In the listing that follows, locate the line containing "Sorry for taking" and the line containing "Is that intended?". Retype exactly those two lines and every line between them, and nothing more.
● ● ● ● ● ● ●
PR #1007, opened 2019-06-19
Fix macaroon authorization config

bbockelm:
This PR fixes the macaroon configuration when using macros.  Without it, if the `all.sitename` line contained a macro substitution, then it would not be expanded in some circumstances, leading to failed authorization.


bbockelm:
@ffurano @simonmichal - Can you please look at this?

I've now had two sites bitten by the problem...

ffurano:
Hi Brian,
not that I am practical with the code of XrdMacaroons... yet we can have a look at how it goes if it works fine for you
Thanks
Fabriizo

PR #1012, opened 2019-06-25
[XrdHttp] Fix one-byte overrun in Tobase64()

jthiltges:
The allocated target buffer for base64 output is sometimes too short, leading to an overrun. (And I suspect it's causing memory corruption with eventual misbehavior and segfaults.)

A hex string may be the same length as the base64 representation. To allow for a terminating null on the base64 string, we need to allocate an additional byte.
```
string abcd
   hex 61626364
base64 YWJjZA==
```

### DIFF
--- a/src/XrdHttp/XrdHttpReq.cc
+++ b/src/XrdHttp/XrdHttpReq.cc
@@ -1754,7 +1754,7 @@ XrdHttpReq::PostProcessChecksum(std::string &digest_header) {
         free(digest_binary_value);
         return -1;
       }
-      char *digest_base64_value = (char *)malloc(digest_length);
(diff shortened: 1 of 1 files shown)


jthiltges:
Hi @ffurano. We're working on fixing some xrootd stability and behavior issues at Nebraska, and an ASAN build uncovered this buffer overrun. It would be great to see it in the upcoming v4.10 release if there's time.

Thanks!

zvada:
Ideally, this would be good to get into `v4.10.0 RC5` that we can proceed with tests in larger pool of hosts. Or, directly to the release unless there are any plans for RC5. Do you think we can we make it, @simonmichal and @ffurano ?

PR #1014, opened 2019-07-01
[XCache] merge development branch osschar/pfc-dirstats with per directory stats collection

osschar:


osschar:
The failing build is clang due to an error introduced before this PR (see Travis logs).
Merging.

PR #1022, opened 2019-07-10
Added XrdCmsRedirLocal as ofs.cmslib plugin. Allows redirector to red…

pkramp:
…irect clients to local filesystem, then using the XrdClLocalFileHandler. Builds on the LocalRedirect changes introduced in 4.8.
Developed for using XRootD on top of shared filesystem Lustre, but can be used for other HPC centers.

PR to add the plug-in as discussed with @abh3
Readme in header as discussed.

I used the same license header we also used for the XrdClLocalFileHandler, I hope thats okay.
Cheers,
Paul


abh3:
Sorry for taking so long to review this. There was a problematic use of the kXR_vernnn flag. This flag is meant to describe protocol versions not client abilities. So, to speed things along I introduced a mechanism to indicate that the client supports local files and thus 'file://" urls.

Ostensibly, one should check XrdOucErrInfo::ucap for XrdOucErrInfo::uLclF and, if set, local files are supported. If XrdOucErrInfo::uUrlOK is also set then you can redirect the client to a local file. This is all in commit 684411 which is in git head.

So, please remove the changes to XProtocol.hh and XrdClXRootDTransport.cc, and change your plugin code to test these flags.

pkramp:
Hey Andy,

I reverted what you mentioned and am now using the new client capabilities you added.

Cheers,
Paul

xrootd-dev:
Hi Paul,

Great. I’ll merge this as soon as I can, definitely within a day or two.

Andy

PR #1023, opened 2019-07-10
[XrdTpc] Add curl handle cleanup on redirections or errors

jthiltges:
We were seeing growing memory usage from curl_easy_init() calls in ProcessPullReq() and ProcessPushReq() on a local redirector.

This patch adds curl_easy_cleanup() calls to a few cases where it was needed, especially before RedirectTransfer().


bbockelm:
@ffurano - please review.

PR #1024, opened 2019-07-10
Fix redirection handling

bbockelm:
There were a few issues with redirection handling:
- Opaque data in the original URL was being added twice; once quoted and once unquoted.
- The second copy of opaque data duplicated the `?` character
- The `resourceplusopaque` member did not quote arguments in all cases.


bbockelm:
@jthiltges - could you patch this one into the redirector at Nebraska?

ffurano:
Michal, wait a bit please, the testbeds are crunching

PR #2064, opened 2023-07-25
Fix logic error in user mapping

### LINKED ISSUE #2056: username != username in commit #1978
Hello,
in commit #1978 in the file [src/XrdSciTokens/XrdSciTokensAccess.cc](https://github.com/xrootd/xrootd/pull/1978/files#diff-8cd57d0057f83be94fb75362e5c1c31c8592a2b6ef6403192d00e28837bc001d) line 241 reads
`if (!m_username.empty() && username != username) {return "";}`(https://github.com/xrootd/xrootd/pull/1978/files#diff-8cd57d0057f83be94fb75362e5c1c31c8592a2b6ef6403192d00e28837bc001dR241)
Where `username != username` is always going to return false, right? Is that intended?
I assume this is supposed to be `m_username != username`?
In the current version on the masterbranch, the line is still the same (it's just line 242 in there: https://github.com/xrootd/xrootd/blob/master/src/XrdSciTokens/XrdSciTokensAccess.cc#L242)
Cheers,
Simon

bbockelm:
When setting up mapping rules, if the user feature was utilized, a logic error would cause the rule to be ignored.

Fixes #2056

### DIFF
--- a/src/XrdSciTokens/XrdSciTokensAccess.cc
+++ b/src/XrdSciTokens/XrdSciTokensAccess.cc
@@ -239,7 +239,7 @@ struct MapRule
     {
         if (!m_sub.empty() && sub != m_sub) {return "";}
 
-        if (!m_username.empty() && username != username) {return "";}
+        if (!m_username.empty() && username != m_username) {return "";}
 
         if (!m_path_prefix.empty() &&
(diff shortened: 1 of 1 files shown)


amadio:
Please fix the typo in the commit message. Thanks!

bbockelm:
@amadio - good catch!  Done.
● ● ● ● ● ● ●
**RESULT OF THIS EXERCISE**
Sorry for taking so long to review this. There was a problematic use of the kXR_vernnn flag. This flag is meant to describe protocol versions not client abilities. So, to speed things along I introduced a mechanism to indicate that the client supports local files and thus 'file://" urls.

Ostensibly, one should check XrdOucErrInfo::ucap for XrdOucErrInfo::uLclF and, if set, local files are supported. If XrdOucErrInfo::uUrlOK is also set then you can redirect the client to a local file. This is all in commit 684411 which is in git head.

So, please remove the changes to XProtocol.hh and XrdClXRootDTransport.cc, and change your plugin code to test these flags.

pkramp:
Hey Andy,

I reverted what you mentioned and am now using the new client capabilities you added.

Cheers,
Paul

xrootd-dev:
Hi Paul,

Great. I’ll merge this as soon as I can, definitely within a day or two.

Andy

PR #1023, opened 2019-07-10
[XrdTpc] Add curl handle cleanup on redirections or errors

jthiltges:
We were seeing growing memory usage from curl_easy_init() calls in ProcessPullReq() and ProcessPushReq() on a local redirector.

This patch adds curl_easy_cleanup() calls to a few cases where it was needed, especially before RedirectTransfer().


bbockelm:
@ffurano - please review.

PR #1024, opened 2019-07-10
Fix redirection handling

bbockelm:
There were a few issues with redirection handling:
- Opaque data in the original URL was being added twice; once quoted and once unquoted.
- The second copy of opaque data duplicated the `?` character
- The `resourceplusopaque` member did not quote arguments in all cases.


bbockelm:
@jthiltges - could you patch this one into the redirector at Nebraska?

ffurano:
Michal, wait a bit please, the testbeds are crunching

PR #2064, opened 2023-07-25
Fix logic error in user mapping

### LINKED ISSUE #2056: username != username in commit #1978
Hello,
in commit #1978 in the file [src/XrdSciTokens/XrdSciTokensAccess.cc](https://github.com/xrootd/xrootd/pull/1978/files#diff-8cd57d0057f83be94fb75362e5c1c31c8592a2b6ef6403192d00e28837bc001d) line 241 reads
`if (!m_username.empty() && username != username) {return "";}`(https://github.com/xrootd/xrootd/pull/1978/files#diff-8cd57d0057f83be94fb75362e5c1c31c8592a2b6ef6403192d00e28837bc001dR241)
Where `username != username` is always going to return false, right? Is that intended?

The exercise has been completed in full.